St. Louis-San Francisco Railway Co. v. Ward

Decision Date16 January 1939
Docket Number4-5335
PartiesST. LOUIS-SAN FRANCISCO RAILWAY COMPANY v. WARD
CourtArkansas Supreme Court

Appeal from Crawford Circuit Court; J. O. Kincannon, Judge reversed.

Judgment reversed and cause dismissed.

J W. Jamison and Warner & Warner, for appellant.

George A. Hurst and Partain & Agee, for appellee.

MCHANEY J. HUMPHREYS and MEHAFFY, JJ., dissent.

OPINION

MCHANEY, J.

This action was brought by appellee against J. M. Kurn and John G. Lonsdale, trustees in bankruptcy, for the St. Louis-San Francisco Railway Company, hereinafter called appellants, and one Hollowell, to recover damages in a large sum alleged to have been sustained by reason of personal injuries on October 14, 1937, while in the employ of appellants, occasioned by the alleged negligence of said Hollowell, a fellow-servant. Trial resulted in a verdict and judgment for $ 5,000, for a reversal of which this appeal is prosecuted.
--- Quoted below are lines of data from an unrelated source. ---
PR #4462, opened 2024-11-06
[spark] Add rollback ddl syntax

askwang:
### Purpose

Add rollback to snapshot/tag/timestamp ddl syntax.
```sql
alter table t rollback to snapshot `2`;
alter table t rollback to tag `test-tag`;
alter table t rollback to timestamp `1730876906134`;
```

### DIFF
--- a/paimon-spark/paimon-spark-common/src/main/antlr4/org.apache.spark.sql.catalyst.parser.extensions/PaimonSqlExtensions.g4
+++ b/paimon-spark/paimon-spark-common/src/main/antlr4/org.apache.spark.sql.catalyst.parser.extensions/PaimonSqlExtensions.g4
@@ -74,7 +74,7 @@ statement
     | ALTER TABLE multipartIdentifier createReplaceTagClause                                #createOrReplaceTag
     | ALTER TABLE multipartIdentifier DELETE TAG (IF EXISTS)? identifier                    #deleteTag
     | ALTER TABLE multipartIdentifier RENAME TAG identifier TO identifier                   #renameTag
-    | ALTER TABLE multipartIdentifier ROLLBACK TO kind identifier                           #rollback
+    | ALTER TABLE multipartIdentifier ROLLBACK TO timeTravelKind identifier                 #rollback
   ;
 
 callArgument
@@ -105,7 +105,7 @@ timeUnit
   | MINUTES
   ;
 
-kind
+timeTravelKind
     : SNAPSHOT
     | TAG
     | TIMESTAMP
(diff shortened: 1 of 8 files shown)


LinMingQiang:
Why do we need a new `alter` ddl syntax. Is it the same as the `call`  procedure ?

paimon-spark/paimon-spark-common/src/main/scala/org/apache/paimon/spark/execution/RollbackExec.scala
```diff
@@ -0,0 +1,70 @@
...
+            val snapshot = paimonTable.snapshotManager.earlierOrEqualTimeMills(version.toLong)
+            assert(snapshot != null)
+            paimonTable.rollbackTo(snapshot.id);
+
+          case _ =>
+            throw new UnsupportedOperationException(s"Unsupported rollback kind '$kind'.")
+        }
+      case t =>
+        throw new UnsupportedOperationException(
+          s"Can not delete tag for non-paimon FileStoreTable: $t")
```
wwj6591812, line 66: Can not delete tag?

askwang:
> Why do we need a new `alter` ddl syntax. Is it the same as the `call` procedure ?

SQL syntax support will be provided later, it is the same as procedure call.

paimon-spark/paimon-spark-common/src/main/scala/org/apache/paimon/spark/execution/RollbackExec.scala
askwang: my mistake, updated, ths

LinMingQiang:
Why do we use  `alter table`  instead of `call` if they are the same?  And `alter table` should be used to modify the table metadata information, like alter table add col.

askwang:
> Why do we use `alter table` instead of `call` if they are the same? And `alter table` should be used to modify the table metadata information, like alter table add col.

I think tag/snapshot are also part of the table meta info, maybe we can use alter table to modify it.

paimon-spark/paimon-spark-common/src/main/antlr4/org.apache.spark.sql.catalyst.parser.extensions/PaimonSqlExtensions.g4
```diff
@@ -104,6 +105,12 @@ timeUnit
   | MINUTES
   ;
 
+kind
```
JingsongLi, line 108: timeTravelKind?

askwang: changed.

JingsongLi:
> Why do we use `alter table` instead of `call` if they are the same? And `alter table` should be used to modify the table metadata information, like alter table add col.

I agree with your idea. I have checked and currently no other lake formats have implemented custom syntax here. We can consider temporarily stopping and using CALL is not a bad idea.

@askwang What do you think?

Zouxxyy:
In my mind, rollback should actually generate a new snapshot containing the changes, from this perspective, alter table should not be used. (although the current implementation directly deletes the existing snapshots).

Besides in spark doc description: ALTER TABLE statement changes the schema or properties of a table.

askwang:
> > Why do we use `alter table` instead of `call` if they are the same? And `alter table` should be used to modify the table metadata information, like alter table add col.
> 
> I agree with your idea. I have checked and currently no other lake formats have implemented custom syntax here. We can consider temporarily stopping and using CALL is not a bad idea.
> 
> @askwang What do you think?

ok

Appellee, Hollowell and a number of other employees were engaged as laborers in the dismantling and removing of the railway tracks, including rails, ties, etc., of the St. Paul branch of appellant railway company and in loading the rails and ties on cars. At the time of the alleged accident to appellee, he and Hollowell were carrying a heavy crosstie, weighing from 350 to 400 pounds, on their right shoulders to a box car some 300 feet away, appellee being in front, into which it was to be loaded. The complaint alleged that, "as was the custom and practice, when they got to the car they both stopped for the purpose of permitting two other employees inside the car to lift same off of plaintiff's shoulder, so that same could be loaded into the car; that when plaintiff and said defendant so stopped the said defendant (meaning Hollowell) suddenly and without any signal or warning whatever to the plaintiff, carelessly and negligently stepped forward, thereby causing the plaintiff to be pushed against said railroad car and to stumble and his body to be twisted and wrenched by the heavy weight of said crosstie so that plaintiff was seriously and permanently injured," as later detailed. Appellant's answer was a general denial of all the material allegations of the complaint, and a plea of contributory negligence and of assumed risk, in bar of the action. Hollowell filed no answer or other pleading in the case, and did not testify to any fact in connection with this action, his only testimony being directed to the fact that he worked for appellants on the St. Paul branch job, and that he has a claim against appellants for an injury he received, he being represented in said claim by one of counsel for appellee.

We think the court erred in refusing to direct a verdict for appellants at their request on the ground that no actionable negligence is shown, conceding that the complaint states a cause of action, a question not raised or presented.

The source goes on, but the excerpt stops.